$M = \pmatrix{1 + p& 0& 0& p\\p& 2p& 1 + 3p& p\\2p& 0& 0& 0\\0& 4p& 0& 2p\\p& 2p& 3p& p}$ has rank $4$ for for a variable $p\in\mathbb{C} \text{ or }\mathbb{R}$, does this mean: for any complex number $p$ the columns are linearly independent set of vectors in $\mathbb{C}^5 \text { or }\mathbb{R}^5$?
And, regarding the assurance of its rank $4$, I put it in Matlab and asked rank($M$), and it gives result $4$
For $p=0$, the last column is equal to zero, so in this case rank is clearly at most $3$.

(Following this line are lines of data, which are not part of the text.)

PR #132, opened 2025-12-29
fix: Use streamable_http_client to avoid DeprecationWarning

### LINKED ISSUE #128: DeprecationWarning: Use streamable_http_client instead of streamablehttp_client

When running the application with Python 3.13, a `DeprecationWarning` is triggered indicating that the deprecated `streamablehttp_client` function is being used instead of the newer `streamable_http_client` function.

**Warning Message:**
```
DeprecationWarning: Use streamable_http_client instead
  File "contextlib.py", line 109
```

**Root Cause:**
The MCP Python SDK recently renamed and updated its HTTP client API, introducing `streamable_http_client` (with underscore) to replace the older `streamablehttp_client` (without underscore). The codebase appears to be using the deprecated function, which now emits a deprecation warning.

https://github.com/aws/mcp-proxy-for-aws/blob/main/mcp_proxy_for_aws/client.py#L117

** Reference **
https://github.com/modelcontextprotocol/python-sdk/pull/1177

### Expected Behavior

The library should use the updated streamable_http_client API without triggering any deprecation warnings.

### Current Behavior

Print Warning Message:
```
DeprecationWarning: Use streamable_http_client instead
  File "contextlib.py", line 109
```

### Reproduction Steps

Use mcp-proxy-for-aws in python like:
```
        stdio_mcp_client = MCPClient(
            lambda: stdio_client(
                StdioServerParameters(
                	command=command="uvx",
            		args=[
                		"mcp-proxy-for-aws@1.1.4",
                		"--metadata", "AWS_REGION=us-west-2"
            		]
            	)
            ),
        )``
```

### Possible Solution

_No response_

_No response_

### Operating System

Ubuntu 22.04

### Release Version

1.1.4

### Other information

_No response_

### Search verification

### Related issues

None

ps06756:
## Summary

- Updated the import in `client.py` to use the new `streamable_http_client` function name instead of the deprecated `streamablehttp_client`
- Added backward-compatible import that first tries the new function name, then falls back to the old one for older MCP SDK versions
- Updated unit tests to mock the new function name

## Details

The MCP Python SDK v1.24.0 (released Dec 12, 2025) introduced a new `streamable_http_client` function and deprecated the old `streamablehttp_client` (see [PR #1177](https://github.com/modelcontextprotocol/python-sdk/pull/1177)).

Users running with MCP SDK >= 1.24.0 see the following warning:
```
DeprecationWarning: Use streamable_http_client instead
```

This fix uses a try/except import pattern to:
1. Use the new `streamable_http_client` when available (MCP >= 1.24.0)
2. Fall back to `streamablehttp_client` for older versions (MCP < 1.24.0)

## Test plan

- [x] All existing unit tests pass (`uv run pytest tests/unit/test_client.py -v`)
- [x] Verified backward compatibility with MCP 1.20.0
- [x] Verified the new function exists in MCP 1.25.0 on PyPI

Fixes #128

### DIFF
--- a/mcp_proxy_for_aws/client.py
+++ b/mcp_proxy_for_aws/client.py
@@ -18,7 +18,12 @@ from anyio.streams.memory import MemoryObjectReceiveStream, MemoryObjectSendStre
 from botocore.credentials import Credentials
 from contextlib import _AsyncGeneratorContextManager
 from datetime import timedelta
-from mcp.client.streamable_http import GetSessionIdCallback, streamablehttp_client
+from mcp.client.streamable_http import GetSessionIdCallback
+
+try:
+    from mcp.client.streamable_http import streamable_http_client
+except ImportError:
+    from mcp.client.streamable_http import streamablehttp_client as streamable_http_client
 from mcp.shared._httpx_utils import McpHttpClientFactory, create_mcp_http_client
 from mcp.shared.message import SessionMessage
 from mcp_proxy_for_aws.sigv4_helper import SigV4HTTPXAuth
@@ -114,7 +119,7 @@ def aws_iam_streamablehttp_client(
     auth = SigV4HTTPXAuth(creds, aws_service, region)
 
     # Return the streamable HTTP client context manager with AWS IAM authentication
-    return streamablehttp_client(
+    return streamable_http_client(
         url=endpoint,
         headers=headers,
         timeout=timeout,
--- a/tests/unit/test_client.py
+++ b/tests/unit/test_client.py
@@ -60,7 +60,7 @@ async def test_boto3_session_parameters(
     mock_read, mock_write, mock_get_session = mock_streams
 
     with patch('boto3.Session', return_value=mock_session) as mock_boto:
-        with patch('mcp_proxy_for_aws.client.streamablehttp_client') as mock_stream_client:
+        with patch('mcp_proxy_for_aws.client.streamable_http_client') as mock_stream_client:
             mock_stream_client.return_value.__aenter__ = AsyncMock(
                 return_value=(mock_read, mock_write, mock_get_session)
             )
@@ -94,7 +94,7 @@ async def test_sigv4_auth_is_created_and_used(mock_session, mock_streams, servic
 
     with patch('boto3.Session', return_value=mock_session):
         with patch('mcp_proxy_for_aws.client.SigV4HTTPXAuth') as mock_auth_cls:
-            with patch('mcp_proxy_for_aws.client.streamablehttp_client') as mock_stream_client:
+            with patch('mcp_proxy_for_aws.client.streamable_http_client') as mock_stream_client:
                 mock_auth = Mock()
                 mock_auth_cls.return_value = mock_auth
                 mock_stream_client.return_value.__aenter__ = AsyncMock(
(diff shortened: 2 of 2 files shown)


ps06756:
@bidesh / @harv-aws Bumping this up, for review

mcp_proxy_for_aws/client.py
```diff
@@ -114,7 +119,7 @@ def aws_iam_streamablehttp_client(
     auth = SigV4HTTPXAuth(creds, aws_service, region)
 
     # Return the streamable HTTP client context manager with AWS IAM authentication
-    return streamablehttp_client(
+    return streamable_http_client(
```
bidesh, line 122: My understanding from this change https://github.com/modelcontextprotocol/python-sdk/pull/1177 is that the signature has changed on how the client is passed.

If `streamable_http_client` is imported instead of streamablehttp_client, I think this will break because the new implementation will use a default http_client which will not have the headers, auth etc here set up.

bidesh (changes requested):
@ps06756 Thanks for the change!

I added a comment regarding the compatibility of the two methods. I think the tests might pass either because you were still getting streamablehttp_client imported (because the mcp included is still old) or we have gaps in our tests. 

Tests we will look after, but if you could verify that the change works are expected without regression, then happy to approve and merge. Thanks for the change!

mcp_proxy_for_aws/client.py
ps06756: Yes, good catch! I had wrongly assumed that we would be using the version > 1.24.0 always, 

In this case, how do you suggest we determine whether we are on a new version or old version ? 

One option is we can use the `packaging` dependency and do something like 
```
from importlib.metadata import version
  from packaging.version import Version

  # Check version at import time
  _MCP_VERSION = Version(version('mcp'))
  _NEW_API_AVAILABLE = _MCP_VERSION >= Version('1.24.0')

  if _NEW_API_AVAILABLE:
      from mcp.client.streamable_http import streamable_http_client as _streamable_http_client_new
  else:
      from mcp.client.streamable_http import streamablehttp_client as _streamablehttp_client_old
```

Or we can directly check the method signature at runtime and determine that ? 

```
import inspect

  _NEW_API_AVAILABLE = False
  _streamable_http_client_new = None
  _streamablehttp_client_old = None

  try:
      from mcp.client.streamable_http import streamable_http_client as _candidate

      sig = inspect.signature(_candidate)
      # New API has 'http_client' param, old API has 'auth' param
      if 'http_client' in sig.parameters and 'auth' not in sig.parameters:
          _NEW_API_AVAILABLE = True
          _streamable_http_client_new = _candidate
  except (ImportError, ValueError):
      pass

  if not _NEW_API_AVAILABLE:
      try:
          from mcp.client.streamable_http import streamablehttp_client as _streamablehttp_client_old
      except ImportError:
          from mcp.client.streamable_http import streamable_http_client as _streamablehttp_client_old
```

bidesh: Actually, the only way we get rid of the DeprecationWarning is if we update the version. I talked to @wzxxing on any problems with upgrading. Copying his reply here: 

> The fastmcp v2.14.1 introduced some incompatible change that changes the signature of the the httpx client factory.
> The fix should be just to add kw args to this function.
https://github.com/aws/mcp-proxy-for-aws/blob/1bea695d2b0d6f0223d0b33988a70fdb6aa90378/mcp_proxy_for_aws/utils.py#L60
[3:28](https://amzn-aws.slack.com/archives/C06HJ7MJZ9S/p1768228089165859?thread_ts=1768226488.601479&cid=C06HJ7MJZ9S)

@ps06756 would you be willing to include this change and upgrade the dependency? 

If not, then please comment in the linked issue and we will prioritise the fix and update.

Let us have a look on the case $p\ne0$. A rather standard method to find matrix rank is to use elementary row operations and/or elementary column operations. Notice that since we assume that $p\ne0$, we are allowed to divide by $p$.
$\begin{pmatrix} 1+p& 0 & 0 & p\\ p &2p &1+3p& p\\ 2p & 0 & 0 & 0\\ 0 &4p & 0 &2p\\ p &2p &3p & p \end{pmatrix}\sim \begin{pmatrix} 1+p& 0 & 0 & p\\ p &2p &1+3p& p\\ 2 & 0 & 0 & 0\\ 0 & 4 & 0 & 2\\ 1 & 2 & 3 & 1 \end{pmatrix}\sim \begin{pmatrix} 1 & 0 & 0 & 0\\ 1+p& 0 & 0 & p\\ p &2p &1+3p& p\\ 0 & 4 & 0 & 2\\ 1 & 2 & 3 & 1 \end{pmatrix}\sim \begin{pmatrix} 1 & 0 & 0 & 0\\ 0 & 0 & 0 & p\\ 0 &2p &1+3p& p\\ 0 & 2 & 0 & 1\\ 0 & 2 & 3 & 1 \end{pmatrix}\sim \begin{pmatrix} 1 & 0 & 0 & 0\\ 0 & 0 & 0 & 1\\ 0 & 0 &1+3p& 0\\ 0 & 2 & 0 & 1\\ 0 & 0 & 3 & 0 \end{pmatrix}\sim \begin{pmatrix} 1 & 0 & 0 & 0\\ 0 & 2 & 0 & 1\\ 0 & 0 & 3 & 0\\ 0 & 0 & 0 & 1\\ 0 & 0 &1+3p& 0 \end{pmatrix}\sim \begin{pmatrix} 1 & 0 & 0 & 0\\ 0 & 2 & 0 & 0\\ 0 & 0 & 1 & 0\\ 0 & 0 & 0 & 1\\ 0 & 0 &1+3p& 0 \end{pmatrix}\sim \begin{pmatrix} 1 & 0 & 0 & 0\\ 0 & 1 & 0 & 0\\ 0 & 0 & 1 & 0\\ 0 & 0 & 0 & 1\\ 0 & 0 & 0& 0 \end{pmatrix}$
We see that the rank (in the case $p\ne0$) is indeed equal to $4$.
And to answer your additional question: Yes, this means that for $p\ne0$ the columns are linearly independent.